- **WHAT YOU NEED TO DO**
Report the count of lines below in which the string "ReceivedMessageAgeCollector" occurs; include nothing else.

Stored dataset items
= Beginning of Section =

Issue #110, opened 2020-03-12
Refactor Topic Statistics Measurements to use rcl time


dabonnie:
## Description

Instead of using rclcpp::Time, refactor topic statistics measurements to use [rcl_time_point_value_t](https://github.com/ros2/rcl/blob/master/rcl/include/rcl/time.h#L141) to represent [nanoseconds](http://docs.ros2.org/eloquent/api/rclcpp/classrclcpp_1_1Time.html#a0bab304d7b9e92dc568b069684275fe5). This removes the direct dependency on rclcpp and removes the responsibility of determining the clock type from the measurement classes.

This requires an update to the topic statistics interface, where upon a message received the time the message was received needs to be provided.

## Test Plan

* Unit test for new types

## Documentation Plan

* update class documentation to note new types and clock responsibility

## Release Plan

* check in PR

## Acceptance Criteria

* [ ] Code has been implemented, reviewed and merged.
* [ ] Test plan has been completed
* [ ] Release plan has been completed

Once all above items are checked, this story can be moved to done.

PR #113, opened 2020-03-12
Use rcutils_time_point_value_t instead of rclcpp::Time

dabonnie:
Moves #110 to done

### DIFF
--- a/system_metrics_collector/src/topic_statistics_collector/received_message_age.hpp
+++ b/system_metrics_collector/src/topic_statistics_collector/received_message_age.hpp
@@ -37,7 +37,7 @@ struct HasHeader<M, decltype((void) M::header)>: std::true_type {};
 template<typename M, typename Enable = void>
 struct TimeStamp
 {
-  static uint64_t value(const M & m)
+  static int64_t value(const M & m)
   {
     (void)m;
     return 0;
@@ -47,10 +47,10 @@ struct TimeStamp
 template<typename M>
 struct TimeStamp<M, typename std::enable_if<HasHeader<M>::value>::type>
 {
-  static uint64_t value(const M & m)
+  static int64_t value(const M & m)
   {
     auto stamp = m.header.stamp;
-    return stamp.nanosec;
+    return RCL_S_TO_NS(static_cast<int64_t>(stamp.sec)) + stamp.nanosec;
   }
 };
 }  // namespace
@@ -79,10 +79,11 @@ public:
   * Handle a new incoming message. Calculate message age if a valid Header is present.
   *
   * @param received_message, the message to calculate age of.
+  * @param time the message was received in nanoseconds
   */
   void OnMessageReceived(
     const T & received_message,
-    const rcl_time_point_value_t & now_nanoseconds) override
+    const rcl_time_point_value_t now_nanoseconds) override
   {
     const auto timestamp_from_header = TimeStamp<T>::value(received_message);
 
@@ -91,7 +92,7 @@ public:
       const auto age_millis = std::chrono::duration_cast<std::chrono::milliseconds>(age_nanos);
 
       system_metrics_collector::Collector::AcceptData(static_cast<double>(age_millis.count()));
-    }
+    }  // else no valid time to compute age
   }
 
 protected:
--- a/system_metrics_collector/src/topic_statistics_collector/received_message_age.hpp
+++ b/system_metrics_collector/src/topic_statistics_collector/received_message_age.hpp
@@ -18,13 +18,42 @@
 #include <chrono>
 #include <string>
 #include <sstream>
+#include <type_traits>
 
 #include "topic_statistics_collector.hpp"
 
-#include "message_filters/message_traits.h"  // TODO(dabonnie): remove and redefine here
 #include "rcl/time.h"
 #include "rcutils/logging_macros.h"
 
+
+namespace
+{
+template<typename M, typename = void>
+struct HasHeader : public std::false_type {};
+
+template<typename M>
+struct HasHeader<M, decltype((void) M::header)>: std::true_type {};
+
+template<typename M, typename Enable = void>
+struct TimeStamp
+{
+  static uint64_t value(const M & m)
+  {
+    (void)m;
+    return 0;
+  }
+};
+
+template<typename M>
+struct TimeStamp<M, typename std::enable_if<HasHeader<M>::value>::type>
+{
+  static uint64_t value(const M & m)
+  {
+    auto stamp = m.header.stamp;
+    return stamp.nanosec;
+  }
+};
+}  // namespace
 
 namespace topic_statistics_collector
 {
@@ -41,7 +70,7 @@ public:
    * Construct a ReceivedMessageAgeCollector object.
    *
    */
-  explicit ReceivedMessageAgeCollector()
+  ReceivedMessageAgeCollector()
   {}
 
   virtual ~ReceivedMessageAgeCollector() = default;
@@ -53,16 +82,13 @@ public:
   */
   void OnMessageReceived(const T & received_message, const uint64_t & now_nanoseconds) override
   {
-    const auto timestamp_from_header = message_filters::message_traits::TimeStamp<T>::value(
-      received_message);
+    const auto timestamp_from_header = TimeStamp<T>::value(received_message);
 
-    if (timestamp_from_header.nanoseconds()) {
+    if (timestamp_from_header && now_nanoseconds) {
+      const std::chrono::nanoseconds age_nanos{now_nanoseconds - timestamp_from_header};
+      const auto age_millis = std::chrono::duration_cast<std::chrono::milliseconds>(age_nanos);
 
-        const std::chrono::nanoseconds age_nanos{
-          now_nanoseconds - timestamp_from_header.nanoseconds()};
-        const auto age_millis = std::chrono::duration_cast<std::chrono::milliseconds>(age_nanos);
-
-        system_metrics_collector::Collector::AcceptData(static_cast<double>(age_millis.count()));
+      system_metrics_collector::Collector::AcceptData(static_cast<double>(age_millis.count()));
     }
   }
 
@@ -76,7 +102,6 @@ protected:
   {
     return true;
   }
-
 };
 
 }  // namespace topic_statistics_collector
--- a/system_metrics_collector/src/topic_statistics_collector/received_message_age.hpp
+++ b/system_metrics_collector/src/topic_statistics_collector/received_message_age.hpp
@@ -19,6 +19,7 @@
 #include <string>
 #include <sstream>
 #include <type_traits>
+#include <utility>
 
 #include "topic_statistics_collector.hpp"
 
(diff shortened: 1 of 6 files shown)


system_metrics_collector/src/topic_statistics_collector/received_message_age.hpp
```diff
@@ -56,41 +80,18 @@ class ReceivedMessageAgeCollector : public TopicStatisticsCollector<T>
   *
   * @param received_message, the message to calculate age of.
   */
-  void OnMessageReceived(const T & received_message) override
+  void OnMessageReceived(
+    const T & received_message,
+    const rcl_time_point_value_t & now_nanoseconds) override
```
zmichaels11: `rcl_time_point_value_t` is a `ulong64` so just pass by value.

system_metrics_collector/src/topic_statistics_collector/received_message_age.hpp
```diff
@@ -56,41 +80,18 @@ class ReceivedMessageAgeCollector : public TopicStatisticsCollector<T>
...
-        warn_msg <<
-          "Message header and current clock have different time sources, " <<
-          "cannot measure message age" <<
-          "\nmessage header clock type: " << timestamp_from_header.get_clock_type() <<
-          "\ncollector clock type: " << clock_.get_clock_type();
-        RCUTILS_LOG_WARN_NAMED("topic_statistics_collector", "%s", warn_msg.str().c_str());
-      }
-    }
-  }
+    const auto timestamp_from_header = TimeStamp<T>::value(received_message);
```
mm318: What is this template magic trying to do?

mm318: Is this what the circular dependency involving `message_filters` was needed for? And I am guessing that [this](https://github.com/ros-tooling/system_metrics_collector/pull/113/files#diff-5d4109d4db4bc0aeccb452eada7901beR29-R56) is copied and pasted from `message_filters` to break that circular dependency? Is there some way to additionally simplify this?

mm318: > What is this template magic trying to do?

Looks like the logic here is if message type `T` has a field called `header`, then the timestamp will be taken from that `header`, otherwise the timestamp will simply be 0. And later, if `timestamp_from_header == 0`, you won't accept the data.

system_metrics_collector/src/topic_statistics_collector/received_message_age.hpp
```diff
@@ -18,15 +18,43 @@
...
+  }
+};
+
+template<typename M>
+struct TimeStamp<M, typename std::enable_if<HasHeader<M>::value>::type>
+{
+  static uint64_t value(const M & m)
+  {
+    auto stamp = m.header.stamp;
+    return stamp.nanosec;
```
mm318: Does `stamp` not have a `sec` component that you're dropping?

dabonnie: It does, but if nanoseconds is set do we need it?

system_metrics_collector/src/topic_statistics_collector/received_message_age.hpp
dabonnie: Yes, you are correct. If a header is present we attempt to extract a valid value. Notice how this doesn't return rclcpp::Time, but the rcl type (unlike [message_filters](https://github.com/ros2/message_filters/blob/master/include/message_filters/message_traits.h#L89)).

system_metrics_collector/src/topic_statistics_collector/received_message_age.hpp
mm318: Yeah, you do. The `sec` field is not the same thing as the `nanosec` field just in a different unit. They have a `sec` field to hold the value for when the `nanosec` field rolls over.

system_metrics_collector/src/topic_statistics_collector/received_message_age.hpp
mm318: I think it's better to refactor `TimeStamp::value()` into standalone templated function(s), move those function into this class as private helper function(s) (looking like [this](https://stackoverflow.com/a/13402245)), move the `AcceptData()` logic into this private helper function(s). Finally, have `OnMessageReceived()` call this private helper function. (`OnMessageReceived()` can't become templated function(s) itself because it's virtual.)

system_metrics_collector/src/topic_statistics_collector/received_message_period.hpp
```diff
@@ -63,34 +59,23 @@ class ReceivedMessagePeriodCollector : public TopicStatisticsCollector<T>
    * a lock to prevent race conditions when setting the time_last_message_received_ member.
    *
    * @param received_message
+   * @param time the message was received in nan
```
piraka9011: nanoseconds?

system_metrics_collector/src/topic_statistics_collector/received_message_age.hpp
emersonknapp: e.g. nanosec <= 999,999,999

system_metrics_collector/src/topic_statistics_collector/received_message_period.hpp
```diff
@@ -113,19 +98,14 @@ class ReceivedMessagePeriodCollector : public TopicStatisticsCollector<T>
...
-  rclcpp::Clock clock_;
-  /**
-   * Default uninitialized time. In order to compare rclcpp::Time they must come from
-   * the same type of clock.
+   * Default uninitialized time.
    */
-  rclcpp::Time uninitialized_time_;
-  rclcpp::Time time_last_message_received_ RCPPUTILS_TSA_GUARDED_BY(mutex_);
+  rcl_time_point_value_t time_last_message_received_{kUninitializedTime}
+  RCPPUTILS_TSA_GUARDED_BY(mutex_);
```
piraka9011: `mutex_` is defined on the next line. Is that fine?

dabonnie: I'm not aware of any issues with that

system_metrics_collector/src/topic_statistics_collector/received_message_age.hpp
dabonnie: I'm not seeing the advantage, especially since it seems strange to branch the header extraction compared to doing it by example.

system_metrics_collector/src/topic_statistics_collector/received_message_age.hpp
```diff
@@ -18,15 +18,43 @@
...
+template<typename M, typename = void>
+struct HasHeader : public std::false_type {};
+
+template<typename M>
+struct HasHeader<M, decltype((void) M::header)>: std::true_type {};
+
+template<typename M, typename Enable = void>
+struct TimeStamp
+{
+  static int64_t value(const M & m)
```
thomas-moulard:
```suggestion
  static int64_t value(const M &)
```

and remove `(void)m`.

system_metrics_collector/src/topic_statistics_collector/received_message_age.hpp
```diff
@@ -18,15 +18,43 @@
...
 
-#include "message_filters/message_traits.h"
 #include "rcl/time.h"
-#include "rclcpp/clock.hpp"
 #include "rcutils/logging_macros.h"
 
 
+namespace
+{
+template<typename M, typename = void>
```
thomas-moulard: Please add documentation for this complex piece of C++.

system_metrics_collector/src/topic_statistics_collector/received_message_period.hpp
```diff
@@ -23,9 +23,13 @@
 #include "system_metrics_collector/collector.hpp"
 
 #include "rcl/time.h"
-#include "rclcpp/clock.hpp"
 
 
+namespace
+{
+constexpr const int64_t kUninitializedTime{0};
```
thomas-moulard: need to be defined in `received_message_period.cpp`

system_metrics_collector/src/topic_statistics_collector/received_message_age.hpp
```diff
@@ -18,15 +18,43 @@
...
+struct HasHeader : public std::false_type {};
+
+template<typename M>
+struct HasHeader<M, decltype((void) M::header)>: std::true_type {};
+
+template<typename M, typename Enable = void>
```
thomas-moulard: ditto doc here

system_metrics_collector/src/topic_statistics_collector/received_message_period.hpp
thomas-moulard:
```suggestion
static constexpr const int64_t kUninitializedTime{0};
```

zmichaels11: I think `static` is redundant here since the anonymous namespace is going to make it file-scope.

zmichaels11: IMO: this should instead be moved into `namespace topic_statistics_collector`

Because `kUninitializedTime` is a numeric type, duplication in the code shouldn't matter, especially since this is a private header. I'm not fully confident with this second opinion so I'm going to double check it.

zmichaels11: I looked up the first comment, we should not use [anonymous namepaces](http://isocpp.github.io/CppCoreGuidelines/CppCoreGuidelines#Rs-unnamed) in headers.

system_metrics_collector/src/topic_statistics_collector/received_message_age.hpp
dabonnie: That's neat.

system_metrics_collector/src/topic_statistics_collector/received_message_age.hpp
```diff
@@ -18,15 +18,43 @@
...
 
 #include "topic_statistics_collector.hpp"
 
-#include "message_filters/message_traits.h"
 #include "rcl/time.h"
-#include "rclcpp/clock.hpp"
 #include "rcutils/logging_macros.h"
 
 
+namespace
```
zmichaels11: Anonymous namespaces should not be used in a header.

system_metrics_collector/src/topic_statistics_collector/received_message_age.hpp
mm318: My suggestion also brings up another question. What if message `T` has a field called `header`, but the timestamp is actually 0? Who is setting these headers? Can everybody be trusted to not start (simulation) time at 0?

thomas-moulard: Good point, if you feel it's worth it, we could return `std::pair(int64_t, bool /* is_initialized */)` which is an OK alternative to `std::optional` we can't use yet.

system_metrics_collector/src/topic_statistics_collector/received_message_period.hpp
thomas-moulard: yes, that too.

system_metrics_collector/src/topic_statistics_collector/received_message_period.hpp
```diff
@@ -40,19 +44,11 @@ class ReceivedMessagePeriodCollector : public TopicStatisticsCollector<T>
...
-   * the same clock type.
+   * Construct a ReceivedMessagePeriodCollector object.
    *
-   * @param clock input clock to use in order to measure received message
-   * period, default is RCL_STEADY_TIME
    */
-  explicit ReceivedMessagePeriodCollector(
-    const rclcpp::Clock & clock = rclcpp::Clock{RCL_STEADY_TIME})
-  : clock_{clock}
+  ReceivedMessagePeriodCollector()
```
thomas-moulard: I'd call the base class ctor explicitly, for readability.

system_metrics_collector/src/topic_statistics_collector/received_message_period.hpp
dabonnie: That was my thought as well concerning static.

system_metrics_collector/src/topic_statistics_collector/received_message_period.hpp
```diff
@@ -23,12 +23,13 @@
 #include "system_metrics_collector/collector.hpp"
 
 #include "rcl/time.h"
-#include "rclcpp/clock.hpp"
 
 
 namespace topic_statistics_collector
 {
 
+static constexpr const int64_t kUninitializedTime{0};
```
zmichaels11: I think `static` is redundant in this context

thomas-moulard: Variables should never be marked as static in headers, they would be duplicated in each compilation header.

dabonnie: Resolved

= End of Section =

- **REPLY**
6